**AIM OF THE TASK:** Please transcribe exactly, and only, the lines of the data below between the line holding "include/LLVMSPIRVLib/ in the" and the line holding "the source value.", inclusive.

**INPUT RECORDS:**
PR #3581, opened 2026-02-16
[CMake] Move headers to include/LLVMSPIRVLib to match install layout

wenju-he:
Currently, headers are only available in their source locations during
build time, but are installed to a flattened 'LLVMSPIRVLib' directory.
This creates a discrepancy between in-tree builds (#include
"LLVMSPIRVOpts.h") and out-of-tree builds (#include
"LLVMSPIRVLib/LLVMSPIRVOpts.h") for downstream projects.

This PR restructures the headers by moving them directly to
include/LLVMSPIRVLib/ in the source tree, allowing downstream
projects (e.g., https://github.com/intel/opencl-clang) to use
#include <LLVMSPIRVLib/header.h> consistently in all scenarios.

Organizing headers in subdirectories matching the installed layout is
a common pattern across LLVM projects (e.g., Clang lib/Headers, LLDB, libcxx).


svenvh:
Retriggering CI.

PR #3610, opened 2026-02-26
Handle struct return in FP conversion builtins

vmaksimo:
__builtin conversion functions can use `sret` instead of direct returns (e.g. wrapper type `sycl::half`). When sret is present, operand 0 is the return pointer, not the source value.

---

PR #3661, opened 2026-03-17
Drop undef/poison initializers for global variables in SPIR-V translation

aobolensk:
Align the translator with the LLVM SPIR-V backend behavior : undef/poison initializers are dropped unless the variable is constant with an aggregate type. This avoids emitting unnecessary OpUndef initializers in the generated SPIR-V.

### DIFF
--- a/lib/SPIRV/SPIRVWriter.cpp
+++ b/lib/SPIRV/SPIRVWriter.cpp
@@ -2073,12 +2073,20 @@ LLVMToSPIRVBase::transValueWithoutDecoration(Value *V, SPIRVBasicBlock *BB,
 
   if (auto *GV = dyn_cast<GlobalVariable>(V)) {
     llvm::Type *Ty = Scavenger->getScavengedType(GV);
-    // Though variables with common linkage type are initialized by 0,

==

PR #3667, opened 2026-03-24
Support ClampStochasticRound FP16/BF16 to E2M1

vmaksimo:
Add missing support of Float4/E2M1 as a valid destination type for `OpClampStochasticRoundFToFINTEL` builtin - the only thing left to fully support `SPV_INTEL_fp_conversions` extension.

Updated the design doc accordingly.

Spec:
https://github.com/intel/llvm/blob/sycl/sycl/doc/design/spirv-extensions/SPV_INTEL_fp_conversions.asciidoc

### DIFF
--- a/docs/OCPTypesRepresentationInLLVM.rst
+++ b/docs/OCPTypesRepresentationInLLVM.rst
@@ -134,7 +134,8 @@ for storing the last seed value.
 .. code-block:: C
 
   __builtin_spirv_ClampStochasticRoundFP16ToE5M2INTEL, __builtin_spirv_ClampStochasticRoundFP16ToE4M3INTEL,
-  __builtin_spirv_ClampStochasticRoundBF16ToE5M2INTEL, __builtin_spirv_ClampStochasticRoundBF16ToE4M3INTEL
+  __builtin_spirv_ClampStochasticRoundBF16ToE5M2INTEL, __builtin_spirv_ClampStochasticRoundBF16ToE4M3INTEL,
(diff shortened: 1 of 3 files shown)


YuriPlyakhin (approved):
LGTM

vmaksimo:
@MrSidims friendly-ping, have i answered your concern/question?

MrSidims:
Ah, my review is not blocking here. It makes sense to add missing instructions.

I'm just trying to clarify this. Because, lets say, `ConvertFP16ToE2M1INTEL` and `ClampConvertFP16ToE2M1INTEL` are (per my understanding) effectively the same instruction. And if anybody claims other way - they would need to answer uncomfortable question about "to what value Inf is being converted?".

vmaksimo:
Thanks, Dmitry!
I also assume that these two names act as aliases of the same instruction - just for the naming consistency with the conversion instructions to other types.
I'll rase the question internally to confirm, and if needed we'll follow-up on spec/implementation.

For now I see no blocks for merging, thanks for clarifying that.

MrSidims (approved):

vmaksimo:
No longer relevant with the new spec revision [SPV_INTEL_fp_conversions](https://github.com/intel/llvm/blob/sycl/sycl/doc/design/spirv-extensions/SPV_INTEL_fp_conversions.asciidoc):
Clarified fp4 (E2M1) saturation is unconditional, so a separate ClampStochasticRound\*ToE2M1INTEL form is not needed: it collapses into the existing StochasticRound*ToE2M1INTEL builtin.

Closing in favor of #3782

**TASK OUTPUT:**
include/LLVMSPIRVLib/ in the source tree, allowing downstream
projects (e.g., https://github.com/intel/opencl-clang) to use
#include <LLVMSPIRVLib/header.h> consistently in all scenarios.

Organizing headers in subdirectories matching the installed layout is
a common pattern across LLVM projects (e.g., Clang lib/Headers, LLDB, libcxx).


svenvh:
Retriggering CI.

PR #3610, opened 2026-02-26
Handle struct return in FP conversion builtins

vmaksimo:
__builtin conversion functions can use `sret` instead of direct returns (e.g. wrapper type `sycl::half`). When sret is present, operand 0 is the return pointer, not the source value.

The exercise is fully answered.